BSC has launched a spin-off to simulate medical devices in “virtual humans”

22 Aug 2018 | Network Updates | Update from Barcelona Supercomputing Center
These updates are republished press releases and communications from members of the Science|Business Network

BSC has launched a new spin-off, ELEM Biotech, which will allow companies of medical technologies, pharmaceuticals, CROs and doctors to perform virtual simulations for the personalized treatment of some diseases.

In a first step, this new biotech company, founded by the researcher Mariano Vázquez, will be focused on the modelling of the respiratory and cardiovascular systems, although in the long-term Elem’s vision is to progressively move to all organs and systems. The company will develop Alya Red, a set of simulation tools, which following a software-as-a-service model deployed in the cloud, focuses on medical devices and pharmaceutical industries. Alya Red will simulate cardiovascular or respiratory systems on “virtual patients”. Combining high performance computing, computational biomechanics and data analysis, these computational avatars can be used by biomedical sector companies and clinicians to elaborate diagnoses, plan treatments, improve drug delivery and action, optimise medical devices, etc. 

The simulations will be performed in a graphic interface, specifically designed for biomedical research, and it will be easy to use for its intended users: “Alya is accurate, efficient and flexible. ELEM will develop a very advanced biomedical interface, powerful and intuitive, which will transform a simulation code of academic use into a product which, deployed in the Cloud, will be used as a software-as-a-service for those users who really need it.

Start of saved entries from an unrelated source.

PR #1587, opened 2025-05-02
[APO-341] Initial codegen for tool calling node

vincent0426:


ee/codegen/src/types/vellum.ts
```diff
@@ -676,6 +676,20 @@ export interface GenericNode extends BaseWorkflowNode {
   outputs: NodeOutput[];
 }
 
+export interface ToolCallingNode extends BaseWorkflowNode {
+  id: string;
+  label: string;
+  type: "GENERIC";
```
vincent0426, line 682: will FE pass back TOOL_CALLING type in the future?

vincent0426: Hmm or should we just treat tool calling node as generic node and remove all tool calling context or generators

dvargasfuertes: > Hmm or should we just treat tool calling node as generic node and remove all tool calling context or generators

This !!

To give some more context, we want to be able to run serialization and codegen for hundreds, potentially thousands, of node types, which won't scale with special casing

ee/codegen/src/__test__/nodes/__snapshots__/tool-calling-node.test.ts.snap
```diff
@@ -0,0 +1,125 @@
...
+"from vellum.workflows.nodes.experimental.tool_calling_node import (
+    ToolCallingNode as BaseToolCallingNode,
+)
+
+
+class ToolCallingNode(BaseToolCallingNode):
+    ml_model = "gpt-4o-mini"
+    blocks = [
+        {
+            "state": None,
```
dvargasfuertes, line 42: [oos] The next iteration we'll want here is to generate the prompt block dataclasses. This may require revisiting the last part of that doc we discussed last week

ee/codegen/src/__test__/nodes/__snapshots__/tool-calling-node.test.ts.snap
```diff
@@ -0,0 +1,125 @@
...
+            "chat_role": "USER",
+            "block_type": "CHAT_MESSAGE",
+            "chat_source": None,
+            "cache_config": None,
+            "chat_message_unterminated": None,
+        },
+    ]
+    functions = [
+        {
+            "name": "get_current_weather",
```
dvargasfuertes, line 90: [oos] this is the part that will get interesting. Similar to the above, we _won't_ want to generate JSON. but callables have a few more interesting characteristics that include the function source code that we'll need to think about how to store as data on the vellum side

ee/codegen/src/__test__/nodes/__snapshots__/tool-calling-node.test.ts.snap
```diff
@@ -0,0 +1,125 @@
...
+            "cache_config": None,
+        },
+    ]
+    prompt_inputs = {
+        "question": "What's the weather like in San Francisco?",
+    }
+    max_tool_calls = 1
+
+    class NodeTrigger(BaseToolCallingNode.Trigger):
+        merge_behavior = "AWAIT_ALL"
```
dvargasfuertes: [blocking] we want AWAIT_ATTRIBUTES going forward, which should be the default now and could remove this

ee/codegen/src/__test__/nodes/__snapshots__/tool-calling-node.test.ts.snap
```diff
@@ -0,0 +1,125 @@
...
+
+    class Outputs(BaseToolCallingNode.Outputs):
+        text = ""
+        chat_history = []
```
dvargasfuertes, line 120: [blocking] we shouldn't need to define these, and most importantly, I don't think they start out with default values for them both like this

ee/codegen/src/context/node-context/create-node-context.ts
```diff
@@ -171,6 +172,15 @@ function buildNodeContext(
...
       const genericNodeData = nodeData;
+      if (
+        genericNodeData.base &&
+        genericNodeData.base.name === "ToolCallingNode"
+      ) {
+        return new ToolCallingNodeContext({
+          ...args,
+          nodeData: genericNodeData,
+        });
+      }
```
dvargasfuertes: [nit] can we achieve what we need without this?

ee/codegen/src/generators/nodes/tool-calling-node.ts
```diff
@@ -0,0 +1,94 @@
...
+
+import { ToolCallingNodeContext } from "src/context/node-context/tool-calling-node";
+import { NodeOutputs } from "src/generators/node-outputs";
+import { NodeTrigger } from "src/generators/node-trigger";
+import { BaseSingleFileNode } from "src/generators/nodes/bases/single-file-base";
+import { WorkflowValueDescriptor } from "src/generators/workflow-value-descriptor";
+import { ToolCallingNode as ToolCallingNodeType } from "src/types/vellum";
+import { toPythonSafeSnakeCase } from "src/utils/casing";
+
+export class ToolCallingNode extends BaseSingleFileNode<
```
dvargasfuertes: [nit] similar to above, I'd like to relay on Base Node's default file implementation as much as possible

ee/codegen/src/__test__/nodes/__snapshots__/tool-calling-node.test.ts.snap
dvargasfuertes: However, I would _still_ expect the workflow to be runnable with the dict's instead. If they aren't we should tackle that first

dvargas92495 (approved):
looks great! I'm cutting 0.14.51 this morning so merging this through

dvargas92495:
Let's be sure to clean up the generated Trigger and Outputs class though from the blocking comments - idt it's as blocking as I originally thought, but we should try to clean up anyway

This product is Alya Red. “The reason why Alya Red will be deployed in the cloud is to avoid update problems, licencing, compatibilities, etc., in a model of software-as-a-service, in which the user will only pay for the actual services used”.

Alya Red will allow to perform clinical trials in “virtual humans”, and it will include a data base of geometries that represent simulation scenarios and which will include patients’ pathologies, a morphing tool (co-register of pre-existing geometries with data of medical images), the simulation motor Alya and a tool for analysis and visualization.

This new spin-off, which was also developed by the researcher Guillaume Houzeaux and the director of the department for Computer Applications in Science and Engineering (CASE), José María Cela, has BSC as its main institutional partner and it is also participated by the Universitat Politècnica de Catalunya (UPC) and the Consejo Superior de Investigaciones Científicas (CSIC).